Excuse the smell. I’ve been brought back from beyond the grave to make a TV ad for Sainsbury’s. You may have seen it. After watching this symphony of mawk I’m quite happy to forego my other eight lives.
Forgive the cattiness, but I was lured back by promises of stardom and the benefits to charidee without which no self-respecting artiste will leave the litter tray. “One year we had it directed by Kevin Macdonald,” they said, “and he’s got an Oscar”. Which is catfood, where I come from.
Well all Moggins here got was a bunch of pimply CGI nerds and some fragrant simpering marketeuses from Holborn banging on about infomediaries and cross-platform content architecture. And collateralizing emotive response. Which I think is Bullshit for flogging a dead horse (or in this case, cat) to little Clarissa and Oliver and getting them to drag mummy out of Waitrose for long enough to splooge the household booze budget in Saino’s.
Trouble is, said supermarket “unexpectedly” ran out of stuffed facsimiles of me after a record-breaking 12 minutes, and “unaccountably” created another PR story in so doing. But there’s me again, going all Scroogey-puss and forgetting the funds raised for good causes. And the £350K on the ITV rate card it costs to stick this drivel seamlessly into the middle of Corrie.

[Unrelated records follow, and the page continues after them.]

PR #64, opened 2017-03-15
Include troubleshooting remedy for empty stacks

blake-regalia:
From personal experience.

### DIFF
--- a/readme.md
+++ b/readme.md
@@ -132,6 +132,13 @@ For Chrome, run with the following flag
 
 Where 8024 is the megabytes of RAM required to run load stack. Adjust this as needed and confirm you have it to spare.
 
+## Empty Output Stacks
+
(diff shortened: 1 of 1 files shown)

Add that to the production costs of Acne Anonymous and the Prosecco Set and you have a seven-figure sum that might just potentially have found a better cause than lubricating the tills of every bar in Covent Garden. It’s enough to turn a puss sour. Still at least it wasn’t the even more emetic Old Man in the Moon. Give me death every time. And him. Oh, and Merry Christmas.